To me, everything points to the transistor being blown or wired incorrectly.

Remember, if that LED (on the board, not SSR) isn't conducting (lighting up) then the transistor is not going to turn on, if the SSR is on when the transistor is off, you have a wiring problem or a transistor problem.


----------



## Ramps (6/2/14)

Thanks Edak for coming to the rescue
I have never seen any light from the installed LED whether there is power at pin 9 or not (and pin 9 seems to be doing the correct thing ... manual mode,lower temp than setting and "heat" button pushed, power at pin 9 ... when heat button pushed a second time pin 9 goes to zero volts).
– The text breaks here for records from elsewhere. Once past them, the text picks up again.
PR #16273, opened 2023-03-16
refactor: fix base theme detection in theme editor

sissbruecker:
## Description

After merging the scope changing, the base theme detection used for showing default values in the property editor does not work correctly anymore. For example in the following case:
- Change background color globally
- Switch to local scope
- Property editor shows initial background color, because the base theme has not been updated with the modified global background color

A similar problem exists with undo/redo, which can also affect properties outside of the current scope.

This fix updates the base theme whenever the scope is changed, or undo / redo is performed.


MarcinVaadin (approved):
LGTM

PR #16296, opened 2023-03-17
fix: Make applications esm modules instead of cjs

Artur-:
This is not supposed to change any behavior as Vite already requires all project frontend files to be ESM.


Artur-:
@platosha seems to work

mshabarov (approved):

PR #16300, opened 2023-03-17
test: Delete nonsense test

Artur-:


mshabarov (approved):
This test looks cryptic indeed. And also do we really need to check polyfills in V24?

Artur-:
I think the polyfill it tried to test was removed years ago

PR #16330, opened 2023-03-21
fix: Always set development mode when in development mode

Artur-:


flow-server/src/main/java/com/vaadin/flow/server/communication/IndexHtmlRequestHandler.java
```diff
@@ -136,6 +136,12 @@ public boolean synchronizedHandleRequest(VaadinSession session,
         // modify the page based on registered IndexHtmlRequestListener:s
         service.modifyIndexHtmlResponse(indexHtmlResponse);
 
+        if (!config.isProductionMode()) {
+            // Ensure no older tools incorrectly detect a bundle as production
+            // mode
+            addScript(indexDocument,
+                    "window.Vaadin = window.Vaadin || {}; window.Vaadin.developmentMode = true;");
```
mshabarov, line 143: Exported web components probably also need this, so let's include it into `WebComponentBootstrapHandler` (or even only into `BootstrapHandler`) ?

Artur-: Should exported web components affect global variables on the page? They probably do it already to some degree but say that you would run a Flow app in production mode and import an exported wc that is accidentally running in development mode. Should this say that the Flow app is running in development mode?

mshabarov (approved):

PR #16332, opened 2023-03-21
chore: also cancel builds for main branches when newer pushes (#16327) (CP: 24.0)

manolo:


czp13:
I think this should be good, just some flaky tests... Merging, rerunning, and approving this as well from the flow side. 🙇
Thanks.

PR #16337, opened 2023-03-21
chore: Throw an exception when a download fails

Artur-:
Makes it easier to understand that download of Node failed instead of that the archive was corrupt


czp13 (approved):

flow-server/src/main/java/com/vaadin/flow/server/frontend/installer/DefaultFileDownloader.java
```diff
@@ -21,10 +21,12 @@
 import java.net.URI;
 import java.net.URL;
 import java.nio.channels.Channels;
+import java.nio.channels.FileChannel;
```
czp13, line 24: Is this import needed?
```suggestion
```

Artur-: No :)

czp13 (approved):

PR #16351, opened 2023-03-22
Revert lumo changes from 24.0

Artur-:
These changes break typography import


Artur-:
The problem seems to be noticeable only when you have e.g. texts that are not inside any Vaadin web component. Then the correct font is not applied

mshabarov (approved):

Yes a the moment, when the transistor is installed ("new" one removed at the moment) the ssr led is on as soon as the power is on (might be the opposite E/C pinout as you pointed out ... and Matho discovered ... will look int that tonight)

as far as the -ve voltage at the base pin ... prob my stuff up will look into tat again tonight

checked LED and is wired up the correct way according to the +/- on the PCB

Initially no light, no heat figured it was a dicky transistor so changed it over, now no light but non-stop heat as soon as power is on to unit ...even if base pin of transistor not connected

Tonight
check pin on transistor (brand unknown so difficult to check data sheet ... all 2n2222 sheets I've seen have the same pin configuration)
check power to LED
Check LED functionality 
Then check the voltages at the transistor

Sound about right??


----------



## Ramps (6/2/14)

Success

After running thru Mathos's troubleshooting for someone who had a similar issue, it has been solved

Firstly the LED was faulty ... no LED, no current of the base of transistor

Secondly the transistor that I replaced the first one with was one of those odd ones with the emitter/collector pins the wrong way around :huh:

All good now so after a test with water on Saturday and then (if all ok) grain on Sunday ... lookout AG club here I come!


Thanks for you feedback/ideas 

especially Thanks to Matho, Edak, and Lael (for organising the pcb and electronics) for all their efforts


Cheers guys :super:

Ramps


----------



## Edak (7/2/14)

Good to hear you're in business! Enjoy the meister.


----------